- Genre: Talk show
- Presented by: Reese Witherspoon
- Country of origin: United States
- Original language: English
- No. of seasons: 1
- No. of episodes: 9

Production
- Executive producer: Reese Witherspoon
- Production company: Hello Sunshine

Original release
- Network: DirecTV
- Release: July 17, 2018–August 28, 2018

= Shine On with Reese =

Television series

Shine On with Reese is an American talk show hosted by actress Reese Witherspoon. The show was announced on July 10, 2018 and had its premiere one week later on DirecTV.

Shine On also marks Witherspoon's first unscripted role in her career.

== Premise ==
The show is a one-on-one interview between Witherspoon and a female guest focusing on how she achieved her dreams.

== Background ==
In November 2016, Witherspoon and Otter Media formed Hello Sunshine, a joint venture focused on telling female-driven stories on film, TV and digital platforms. The company has multiple series and films in development including Big Little Lies.

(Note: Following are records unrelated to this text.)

PR #104, opened 2015-05-08
Fix #23: Can't debug unit tests on VS2015 RC

### LINKED ISSUE #23: Can't debug unit tests on VS2015 RC
VS 2015 22822.1 D14REL
PTVS 2.2 CL1457733_VS2015_22820

Create python app
Add item, unit test

```
    def test_A(self):
        a = 0
        b = 10
        pass
```

Put a breakpoint on `a = 0`.
Debug test

Occasionally, I get this access violation exception (debugger breaks).

But most of the time, it runs without debugging.  You don't see the "2nd attach" happening at all.  This is worse than with CTP 6 where it would sometimes work as expected (debug and stop at that breakpoint), sometimes get the access violation.

I tried C# and C++ (native) unit test debugging, and haven't had seen any issue yet.

```
System.AccessViolationException was unhandled
Message: An unhandled exception of type 'System.AccessViolationException' occurred in System.ServiceModel.dll
Additional information: Attempted to read or write protected memory. This is often an indication that other memory is corrupt.
```

int19h:
Fix #23: Can't debug unit tests on VS2015 RC

Use an environment variable to propagate process ID of devenv.exe to the test executor process, instead of relying on a command line switch to the latter that is no longer present in VS 2015.

Do not cache the obtained DTE instance - it does not work when it's passed between threads, and in VS 2015 test executor performs initialization and test running on different threads.


Python/Tests/IronPython/IronPythonAnalysisTest.cs
```diff
@@ -1,517 +1,517 @@
...
-            for (int i = 0; i < len; i++) {
-                Assert.IsTrue(dir[i] is string);
-                result[i] = dir[i] as string;
-            }
-            return result;
-        }
-
-    }
-}
+﻿/* ****************************************************************************
```
int19h: I'm not sure why this shows up as changed. When I have both branches checked out locally and compare the files directly, they're byte for byte identical (i.e. there's no line ending differences or tab differences). Suggestions?

mousetraps: It's probably line endings. Check your autocrlf settings in git - ```git config core.autocrlf```
https://github.com/Microsoft/PTVS/pull/104/files?w=1 will show the changes without whitespace differences.

mousetraps: but unfortunately you can't actually comment in that view :frowning:

mousetraps:
:+1:

huguesv:
I think you can get rid of _dte private member and its only use in Dispose().  Looks good otherwise.

Python/Tests/IronPython/IronPythonAnalysisTest.cs
int19h: That's what I thought initially, but, as noted earlier, diffing the branches locally shows no differences, not even in line endings (I used fc /b).

int19h: Or are you saying that it adjusts the line endings when I check out, and so I don't actually see what's in the branch?

mousetraps: Yes. If you look at the diffs, the [old version](https://github.com/int19h/PTVS/blob/b7d6364a27e6f5ab0959b3693dcfec982360b882/Python/Tests/IronPython/IronPythonAnalysisTest.cs) uses CRLF and the [new version](https://github.com/int19h/PTVS/blob/15c6cbb5ed8f9f12f260062ecd5788b1e96c5c94/Python/Tests/IronPython/IronPythonAnalysisTest.cs) uses LF. This is probably because core.autocrlf is set to 'input' on your machine.

Common/Product/TestAdapter/VisualStudioApp.cs
```diff
@@ -75,6 +67,10 @@ class VisualStudioApp : IDisposable {
         [DllImport("ole32.dll")]
         private static extern int CreateBindCtx(uint reserved, out IBindCtx ppbc);
 
+        public DTE GetDTE() {
+            return GetDTE(_processId);
```
zooba: I believe this can return null - can we check here and get a better exception than a nullref later on? InvalidOp is fine, or make a new one so that we can at least capture the name in crash reports.

zooba:
With the one change (or a good reason not to do it), it's good. Go ahead and merge.

PR #124, opened 2015-05-12
Fixes null reference exception when saving analysis.

zooba:
It's possible (and with a recent change, likely) to have a special callable with no original value. To avoid crashing in this case, we add a check.


zooba:
Another part to this fix coming...

int19h:
:+1:

crwilcox:
:+1:

PR #131, opened 2015-05-12
Fix python tools condition causing build issue

crwilcox:
If Dev14OrLater is not defined (was happening) the old condition causes
a build failure.  Changing this condition to resemble other checks we
have


int19h:
Why is it happening in the first place, though? There should never be a case when it's not set to something. If there is, then that needs to be fixed.

crwilcox:
Going to close this and not merge.

zooba:
It happens when you update the properties file with VS open and don't close/reopen the solution. Then the cached MSBuild data doesn't update to reflect the newly added property.

PR #134, opened 2015-05-13
Use bool instead of string comparison

crwilcox:
While looking through the targets I saw these two lines that could use some touchup.  These changes are basically no-ops but will now fail if we don't have that variable set.  Dev14OrLater should be set everywhere so we would prefer these fail rather than just evaluate in an unexpected way.


int19h:
:+1:

PR #135, opened 2015-05-13
Fix #133: Debugger doesn't handle sys.prefix=='' well

### LINKED ISSUE #133: Debugger doesn't handle sys.prefix=='' well
When `sys.prefix` is set to an empty string (which is what e.g. Sublime Text does for its hosted Python), we treat all Python code in the process as if it was a part of the standard library (because we use `startswith(sys.prefix)` as a check to distinguish standard library and user code). As a result, stepping etc just doesn't work. This is further exacerbated by #132 in attach scenarios, since there's no way to enable stdlib debugging there as a workaround.

int19h:


crwilcox:
:+1:

zooba:
Can we add a test for this case?

PR #138, opened 2015-05-13
Updates skip verification scripts for UWP.

zooba:


int19h:
Can you add this to .gitattributes while you're at it (to enable text diffing for those files)?
```
*.reg diff
```

zooba:
Was just looking into that, but they're UTF-16 with a BOM, so it's not going to work anyway (every reference I've seen so far says that git barfs on anything that isn't ANSI, which was my understanding).

int19h:
They're UTF-16 because that's what regedit exports in by default, but it accepts ASCII as input just fine, so you can just save them as the latter.

zooba:
I think they're still marked as binary because of the previous version and not because of .gitattributes. If it's still an issue we can fix that up later.

int19h:
:+1:

PR #142, opened 2015-05-14
Hide environments

zooba:
Makes it possible to hide environments or make them ineligible to be the default environment.
Makes the UWP environment ineligible to be the default.

### DIFF
--- a/Python/Product/PythonTools/PythonTools.csproj
+++ b/Python/Product/PythonTools/PythonTools.csproj
@@ -271,9 +271,6 @@
     <Compile Include="..\Analysis\IEnumerableExtensions.cs">
       <Link>IEnumerableExtensions.cs</Link>
     </Compile>
-    <Compile Include="..\Analysis\Interpreter\PythonInterpreterFactoryExtensions.cs">
-      <Link>PythonInterpreterFactoryExtensions.cs</Link>
-    </Compile>
     <Compile Include="PythonTools\Repl\IMultipleScopeEvaluator.cs" />
     <Compile Include="PythonTools\Repl\InteractiveWindowProvider.cs" />
     <Compile Include="IPythonToolsToolWindowService.cs" />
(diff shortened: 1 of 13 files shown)


zooba:
@juanyaw may be interested in this too

juanyaw:
Cool, looks good to me.  Thanks for the ordering fix on event suppression as well.

Python/Product/PythonTools/PythonTools/Options/PythonInterpreterOptionsControl.cs
```diff
@@ -60,6 +60,10 @@ public PythonInterpreterOptionsControl()
                 _defaultInterpreter.Items.Clear();
 
                 foreach (var interpreter in _serviceProvider.GetPythonToolsService().InterpreterOptions.Select(x => x.Key).OrderBy(f => f.Description)) {
+                    if (!Microsoft.PythonTools.Interpreter.PythonInterpreterFactoryExtensions.IsUIVisible(interpreter)) {
```
int19h: I'd rather have a `using` + call it as instance method for clarity (and the same for the diff above).

int19h:
:+1:

Python/Product/PythonTools/PythonTools/Options/PythonInterpreterOptionsControl.cs
zooba: There's a naming collision that prevents the extension method from being resolved properly. Looks like I can rename one of the static classes to resolve it though...

Python/Product/VSInterpreters/InterpreterOptionsService.cs
```diff
@@ -154,15 +154,16 @@ sealed class LockInfo : IDisposable {
             try {
                 var store = _settings.GetReadOnlySettingsStore(SettingsScope.Configuration);
                 _providers = LoadProviders(store, serviceProvider);
+
```
crwilcox: nit: extra space

Python/Product/PythonTools/PythonTools.csproj
```diff
@@ -271,9 +271,6 @@
     <Compile Include="..\Analysis\IEnumerableExtensions.cs">
       <Link>IEnumerableExtensions.cs</Link>
     </Compile>
-    <Compile Include="..\Analysis\Interpreter\PythonInterpreterFactoryExtensions.cs">
```
crwilcox: This file still exists.  Any reason to stop compiling it within PythonTools.csproj?

crwilcox:
:+1: 
With fixes/explanations for the above two things

Python/Product/PythonTools/PythonTools.csproj
zooba: It's public in Analysis.dll, so rather than compiling it into multiple DLLs and causing conflicts, I made the one function that was needed public.

PR #143, opened 2015-05-14
Prevents XAML dependencies being updated while iterating over them.

zooba:
Also prevents deadlock when updating object browser.


crwilcox:
:+1:

Issue #34, opened 2015-04-23
XAML designer doesn't work in VS 2015 RC


huguesv:
VS 2015 22823.1 D14REL Enterprise (xlab image)
PTVS 30423.00

Create IronPython WPF app
Double click on .xaml file to open in editor

I get the split view of designer/xaml code but the designer part at the top has a progress bar that never ends.

I don't know if it's that same design host dll issue we've had in the past.

zooba:
I don't see any debug messages or exceptions, and the design host DLL is loaded. This will probably take a bit more investigation, but it's a serious enough regression that we ought to look into it.

zooba:
That commit has fixed us, and there seems to be a module load race condition that will be fixed on the VS side.

PR #144, opened 2015-05-14
#34 XAML designer doesn't work in VS 2015 RC

zooba:
Implements RefType so that the XAML designer no longer aborts initialization when getting our references.

There are other issues due to how the design host handles paths and a possible .NET bug relating to URIs, but this fix should clear up our side of the issue.


huguesv:
lgtm

crwilcox:
:+1:

PR #146, opened 2015-05-14
Prevents exceptions in projection buffers when suggesting missing imports

zooba:
Also fixes the copyright header.


crwilcox:
:+1:

Issue #129, opened 2015-05-12
Python Package icon appears with white background


zooba:
![package icon](https://cloud.githubusercontent.com/assets/1693688/7599163/b7215f16-f8b4-11e4-97d3-1864572dca40.png)

This icon should be coming from the image service and should be adapting to the background colour automatically.

PR #148, opened 2015-05-14
#129 Python Package icon appears with white background

zooba:
Removes failed attempt at correctly handling the background colour.


crwilcox:
:+1:

PR #151, opened 2015-05-14
Improve pip detection

zooba:
Prevents progress bar from getting stuck when pip is not installed.
Improves detection of whether pip is installed so we don't have to check as often.

### DIFF
--- a/Python/Tests/Core/EnvironmentListTests.cs
+++ b/Python/Tests/Core/EnvironmentListTests.cs
@@ -527,11 +527,12 @@ namespace PythonToolsUITests {
                 var environment = list.Environments.Single();
                 var pip = (PipExtensionProvider)list.GetExtensionOrAssert<PipExtensionProvider>(environment);
 
-                Assert.IsFalse(pip.IsPipInstalled().GetAwaiter().GetResult(), "venv should not install pip");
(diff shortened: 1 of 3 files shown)


Python/Tests/Core/EnvironmentListTests.cs
```diff
@@ -527,11 +527,12 @@ public class EnvironmentListTests {
                 var environment = list.Environments.Single();
                 var pip = (PipExtensionProvider)list.GetExtensionOrAssert<PipExtensionProvider>(environment);
 
-                Assert.IsFalse(pip.IsPipInstalled().GetAwaiter().GetResult(), "venv should not install pip");
+                pip.CheckPipInstalledAsync().GetAwaiter().GetResult();
+                Assert.AreEqual(false, pip.IsPipInstalled, "venv should not install pip");
```
crwilcox: Any reason to change these from IsFalse?

crwilcox:
:+1:

Python/Tests/Core/EnvironmentListTests.cs
zooba: `IsPipInstalled` is of type `bool?` and I want error messages to distinguish between `null` and `true`.

PR #154, opened 2015-05-15
Scanning for UWP interpreters and moving CPython UWP targets import

juanyaw:
Moving CPython.targets import into PTVS UWP targets file in lieu of the pyproj
Scanning for UWP interpreters and versions based on installed SDKs

### DIFF
--- a/Python/Product/Uwp/Interpreter/PythonUwpInterpreterFactoryProvider.cs
+++ b/Python/Product/Uwp/Interpreter/PythonUwpInterpreterFactoryProvider.cs
@@ -25,63 +25,72 @@ namespace Microsoft.PythonTools.Uwp.Interpreter {
     class PythonUwpInterpreterFactoryProvider : IPythonInterpreterFactoryProvider {
         private HashSet<IPythonInterpreterFactory> _factories = null;
 
+        private const string PythonUwpSdkTargetsFile = @"DesignTime\CommonConfiguration\Neutral\CPython.targets";
+
         public event EventHandler InterpreterFactoriesChanged;
 
         public PythonUwpInterpreterFactoryProvider() {
         }
 
+        private IDictionary<string, IPythonInterpreterFactory> FindFactoriesFromDirectories(params string[] directories) {
+            var factoryMap = new Dictionary<string, IPythonInterpreterFactory>();
+
+            try {
+                if (directories != null) {
+                    for (int i = 0; i < directories.Length; i++) {
+                        var rootDirectoryInfo = new DirectoryInfo(directories[i]);
+
+                        if (rootDirectoryInfo.Exists) {
+                            foreach (var dirInfo in rootDirectoryInfo.EnumerateDirectories()) {
+                                Version pythonUwpVersion;
+
+                                if (Version.TryParse(dirInfo.Name, out pythonUwpVersion)) {
+                                    var targetsFile = dirInfo.GetFiles(PythonUwpSdkTargetsFile).FirstOrDefault();
+                                    var factoryName = string.Join(" ", rootDirectoryInfo.Name, dirInfo.Name);
+
+                                    if (targetsFile != null) {
+                                        // This will add a new or overwrite factory with new factory found
+                                        // Ordering of the directories means that the last directory specified will 
+                                        // win the battle of conflicting factory names
+                                        factoryMap[factoryName] = new PythonUwpInterpreterFactory(
+                                                new InterpreterConfiguration(
+                                                    dirInfo.FullName,
+                                                    targetsFile.FullName,
+                                                    null,
+                                                    null,
+                                                    null,
+                                                    ProcessorArchitecture.None,
+                                                    pythonUwpVersion,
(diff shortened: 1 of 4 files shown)


Python/Product/Uwp/Interpreter/PythonUwpInterpreterFactoryProvider.cs
```diff
@@ -23,39 +25,68 @@ namespace Microsoft.PythonTools.Uwp.Interpreter {
...
                 _factories = new HashSet<IPythonInterpreterFactory>();
 
-                _factories.Add(new PythonUwpInterpreterFactory(defaultConfig));
-
-                var factoriesChanged = InterpreterFactoriesChanged;
-
-                if (factoriesChanged != null) {
-                    factoriesChanged(this, new EventArgs());
+                if (userSdkInstallDir.Exists) {
+                    foreach (var dirInfo in userSdkInstallDir.EnumerateDirectories()) {
```
zooba: It'll be safer to have this block in its own function (since it's duplicated) and protected with a try/catch. All sorts of random errors can happen when dealing with the file system, and if this code is running off the UI thread (likely) then an error will bring down VS completely

Python/Product/Uwp/Interpreter/PythonUwpInterpreterFactoryProvider.cs
```diff
@@ -23,39 +25,68 @@ namespace Microsoft.PythonTools.Uwp.Interpreter {
...
+                            _factories.Add(
+                                new PythonUwpInterpreterFactory(
+                                    new InterpreterConfiguration(
+                                        dirInfo.FullName,
+                                        targetsFile.FullName,
+                                        null,
+                                        null,
+                                        null,
+                                        ProcessorArchitecture.None,
+                                        new Version(dirInfo.Name),
```
zooba: This is brave, since anyone could make a `CPython.targets` file... `Version.TryParse` would be better, and if it's possible to rename `CPython.targets` to something more unique (even `CPython.UWP.targets` or `CPython.WinRT.targets` would be sufficient) then that'll help protect against rogue packages.

Python/Product/Uwp/Interpreter/PythonUwpInterpreterFactoryProvider.cs
zooba: I also don't see any particular reason not to just iterate over `userSdkInstallDir.EnumerateFiles("CPython.targets", SearchOption.AllDirectories)` here, rather than doing a recursive search within each directory. Combined with ensuring the directory name is a valid version number, that will exclude any top-level .targets files, which would seem to be the only difference.

Python/Product/Uwp/Interpreter/PythonUwpInterpreterFactoryProvider.cs
```diff
@@ -23,39 +25,68 @@ namespace Microsoft.PythonTools.Uwp.Interpreter {
...
-                    null,
-                    null,
-                    ProcessorArchitecture.None,
-                    new Version(PythonVersion),
-                    InterpreterUIMode.CannotBeDefault
-                );
+                var userSdkInstallDir = new DirectoryInfo(Environment.ExpandEnvironmentVariables(@"%LOCALAPPDATA%\Microsoft\VisualStudio\%VISUALSTUDIOVERSION%Exp\Extensions\Microsoft\Python UWP"));
+                var sdkInstallDir = new DirectoryInfo(Environment.ExpandEnvironmentVariables(@"%ProgramFiles(x86)%\Microsoft SDKs\Windows\v10.0\ExtensionSDKs\Python UWP"));
 
                 _factories = new HashSet<IPythonInterpreterFactory>();
```
zooba: Better to do this in the constructor now. Maybe make it a dictionary based on the targets file path so we can avoid re-adding factories every time it's called. (Can't remember off the top of my head whether we require IPythonInterpreterFactory identity to be preserved - I think we do, which means you need to avoid constructing new ones on each call if at all possible.)

juanyaw: This will only be done if _factories is null which won't be case 2nd time around

Python/Product/Uwp/Interpreter/PythonUwpInterpreterFactoryProvider.cs
juanyaw: Moved to own function and check for specific relative path from root folder.  The root folder name is Python UWP which should give enough leads for the search being for a UWP targets file

Python/Product/Uwp/Interpreter/PythonUwpInterpreterFactoryProvider.cs
juanyaw: Fixed to use TryParse

zooba:
Do these extension packages require you to restart VS after installing them?

zooba:
Actually, it doesn't matter, since the provider has to retrigger discovery itself anyway and we currently don't here.

Issue #351, opened 2015-06-09
Repl is slow when displaying lots of coloured output


zooba:
If you type an error in pandas when in IPython mode, it can be very slow to display the full traceback.

PR #352, opened 2015-06-09
#351 Repl is slow when displaying lots of coloured output

zooba:
#351 Repl is slow when displaying lots of coloured output
Batches edits to the repl window buffer so that the updates all occur at once.
Removes unnecessary marshalling to the UI thread.
Fixes error when opening interactive window.


zooba:
Would like @DinoV to have a look at this one.

Issue #376, opened 2015-06-09
Green interactive colour is too bright in light themes


zooba:
Make it darker

PR #380, opened 2015-06-10
#376 Green interactive color is too bright in light themes

zooba:
#376 Green interactive color is too bright in light themes
Makes the color used for VS 2013 dimmer.


gilbertw:
:+1:

Issue #362, opened 2015-06-09
__init__ completion too aggressive


DinoV:
```python
class C(object):

    pass
```
Go to add __init__ method and type: "def __init__("

You'll end up with:
```python
class C(object):
    def __init__(self, **kwargs):
        return super().__init__(**kwargs)(
    pass
```
We should probably not commit the completion if the user has typed the full display text.

PR #381, opened 2015-06-10
#362 __init__ completion too aggressive

zooba:
#362 __init__ completion too aggressive
Makes commitByDefault argument optional to avoid overriding settings from the completion set.
Fixes Ctrl+Space throwing exceptions when completing a filtered name.

### DIFF
--- a/Python/Product/PythonTools/PythonTools/Intellisense/FuzzyCompletionSet.cs
+++ b/Python/Product/PythonTools/PythonTools/Intellisense/FuzzyCompletionSet.cs
@@ -235,6 +235,9 @@ namespace Microsoft.PythonTools.Intellisense {
         /// If True, the best item is selected by default. Otherwise, the user
         /// will need to manually select it before committing.
         /// </summary>
+        /// <remarks>
+        /// By default, this is set to <see cref="DefaultCommitByDefault"/>
+        /// </remarks>
         public bool CommitByDefault { get; set; }
 
         /// <summary>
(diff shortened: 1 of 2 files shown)


Python/Product/PythonTools/PythonTools/Intellisense/FuzzyCompletionSet.cs
```diff
@@ -221,6 +223,8 @@ public class FuzzyCompletionSet : CompletionSet {
                 }
                 _filteredCompletions.Filter(IsVisible);
             }
+
+            CommitByDefault = DefaultCommitByDefault;
```
gilbertw: Is part of the change missing.  The const bool is only referenced once.  Why not simply "= true" here?

zooba: I *was* comparing the value against the default to see if it had been changed, before switching to the nullable bool. As this is public API, I see no harm in programmatically exposing the default vs. documentation only.

gilbertw: I like the xml documentation which is easier to find.  With the documentation you could call out its behavior as well.  The public const requires they guess its usage unless they have the code open, in which case its no better than true.  I doubt folks will be fishing through the class via iSense or object explorer when they could just crack code.  Perhaps I'm just missing the programmatic experience you're thinking of.

gilbertw:
:+1:

Python/Product/PythonTools/PythonTools/Intellisense/FuzzyCompletionSet.cs
zooba: Considering we don't publish the XML docs anywhere, the only place you'll find them is in IntelliSense or by reading the source code. But I'll add it and refer to the constant to cover all bases.

Issue #374, opened 2015-06-09
Local variables are not initially colorized


MikhailArkhipov:
New empty python file in VS (Python Web project)
Paste

def z(x):
    if x == 0:
        bar()
    else:
        z(x - 1)

note 'x' is colorized. 
Save and close file  
Open it again

Observed: x is black. 

Type space at the end of the file.

Observed: now x is colorized;

PR #382, opened 2015-06-10
Intellisense fixes

### LINKED ISSUE #370: Reverse expression parser needs updating for async
```python
async def bar():
    return 100

async def foo():
    (await bar())
```

Do . after (await bar()) and you get generator completions instead of int completions.

zooba:
#370 Reverse expression parser needs updating for async
Always parses context-dependent keywords as keywords when parsing isolated expressions.
Improves stability of tests.

Fixes tokenizer crash when parsing invalid complex value.

#374 Local variables are not initially colorized
Ensures the event is hooked and classifications are calculated when analysis is complete before classifications are requested.
Improves test stability
(Originally wasn't going to look at #374 for 2.2, but needed the fix for test stability or we wouldn't ever get classifications.)

### DIFF
--- a/Python/Product/Analysis/PythonKeywords.cs
+++ b/Python/Product/Analysis/PythonKeywords.cs
@@ -72,15 +72,15 @@ namespace Microsoft.PythonTools.Analysis {
         public static IEnumerable<string> Expression(PythonLanguageVersion version = PythonLanguageVersion.None) {
             yield return "and";
             yield return "as";
-            if (version == PythonLanguageVersion.None || version >= PythonLanguageVersion.V35) {
+            if (version.IsNone() || version >= PythonLanguageVersion.V35) {
                 yield return "await";
             }
             yield return "else";
-            if (version == PythonLanguageVersion.None || version.Is3x()) {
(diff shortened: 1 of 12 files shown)


Python/Product/Analysis/PythonKeywords.cs
```diff
@@ -72,15 +72,15 @@ public static class PythonKeywords {
         public static IEnumerable<string> Expression(PythonLanguageVersion version = PythonLanguageVersion.None) {
             yield return "and";
             yield return "as";
-            if (version >= PythonLanguageVersion.V35) {
+            if (version == PythonLanguageVersion.None || version >= PythonLanguageVersion.V35) {
```
gilbertw: version.IsNone()

zooba: As in, create a new function for this?

gilbertw: Yes,
static bool IsNone(this PythonLanguageVersion version){
  return version == PythonLanguageVersion.None;
}

int19h:
:+1:

crwilcox:
:+1:  lgtm

PR #383, opened 2015-06-10
Fixes #121 IntelliSense suggestions in exceptions are missing

### LINKED ISSUE #121: IntelliSense suggestions in exceptions are missing
Repro.  There are no suggestions in the ValueError for hello.

``` python
hello = 'hello'

raise ValueError(he
```

zooba:
Fixes #121 IntelliSense suggestions in exceptions are missing
Only keep suggesting exceptions when the grouping is the first item.

(Doesn't meet the bar, but it's such a trivial fix to something new since 2.1 that if people want to convince me to take it I won't argue too hard.)


huguesv:
I'm okay with taking it.

crwilcox:
:+1: lgtm

PR #384, opened 2015-06-10
Fixes #379 Cannot change architecture of a custom environment

### LINKED ISSUE #379: Cannot change architecture of a custom environment
I have WinPython 3.4 64-bit mistakenly added as a custom 32-bit environment. When trying to change this in the Environments window, on the "Configure" tab, I flip Architecture to 64-bit and click "Apply". The tab changes to "Overview", and if I switch back to "Configure" I can see that it shows up as 32-bit again.

zooba:
Fixes #379 Cannot change architecture of a custom environment
Converts architecture string to processor architecture, since the configurable provider expects different strings.


gilbertw:
:+1:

Before the formal announcement, the series was teased by Witherspoon in an interview on Good Morning America while promoting A Wrinkle in Time. The show was announced on July 10, 2018 on Witherspoon's Instagram. The first season will have nine episodes and will air on DirecTV's Hello Sunshine channel. All guests on the show were also announced in a press release.

== Episodes ==

| No. | Title | Original release date | U.S. viewers (millions) |
| 1 | "Dolly Parton" | July 17, 2018 | N/A |
Reese heads to Nashville to spend the day with country music legend, Dolly Parton. While singing duets and raiding Dolly's closet, Reese learns about Dolly's trailblazing journey to becoming one of the most celebrated singer-songwriters of all time.
| 2 | "Ava DuVernay" | July 17, 2018 | N/A |
Reese heads to the Disney Lot to spend the day with the acclaimed writer, director, producer and independent film distributor, Ava DuVernay. Reese learns about Ava's incredible journey and how this visionary filmmaker is changing Hollywood.
| 3 | "P!nk" | July 17, 2018 | N/A |
Reese heads to Venice Beach to spend the day with the award-winning singer, songwriter and performer P!nk at her home. They discuss everything from blazing their own path to motherhood. While visiting P!nk at rehearsal, Reese flies high.
| 4 | "Cleo Wade, Elaine Welteroth" | July 24, 2018 | N/A |
Reese heads to NYC to spend the day with journalist/editor/writer Elaine Welteroth and poet/artist/author Cleo Wade. The three talk about their unique career paths, what inspires them, and the importance of uplifting the next generation of women.
| 5 | "Sara Blakely, Candace Nelson" | July 31, 2018 | N/A |
Reese goes to Atlanta to spend the day with Sara Blakely to learn how she built her billion dollar empire, SPANX. Reese then returns to LA to frost cupcakes and throw pizza dough with Candace Nelson, owner of Pizzana and the famed bakery Sprinkles.
| 6 | "Glennon Doyle, Abby Wambach" | August 14, 2018 | N/A |
Reese spends the day with best-selling author, speaker, and activist, Glennon Doyle and her wife, retired soccer player, two-time Olympic gold medalist and World Cup champion, Abby Wambach. They discuss overcoming challenges and living truthfully.
| 7 | "America Ferrera" | August 14, 2018 | N/A |
Reese heads to the University of Southern California to spend the day with acclaimed actress, producer, and director America Ferrera. Reese learns what inspired America to be an actress and activist. The two trade college stories and talk Time's Up.
| 8 | "Kacey Musgraves" | August 21, 2018 | N/A |
Reese heads to Nashville to spend the day with award-winning country music singer-songwriter Kacey Musgraves. The two discuss everything from how Kacey got her start and is pushing boundaries to what it’s like to be a woman in country music today.
| 9 | "Simone Askew" | August 28, 2018 | N/A |
Reese heads to the US Military Academy at West Point to meet First Captain Simone Askew. Reese learns about Simone's leadership of 4,400 cadets and what it means to be the first African-American woman to hold that position.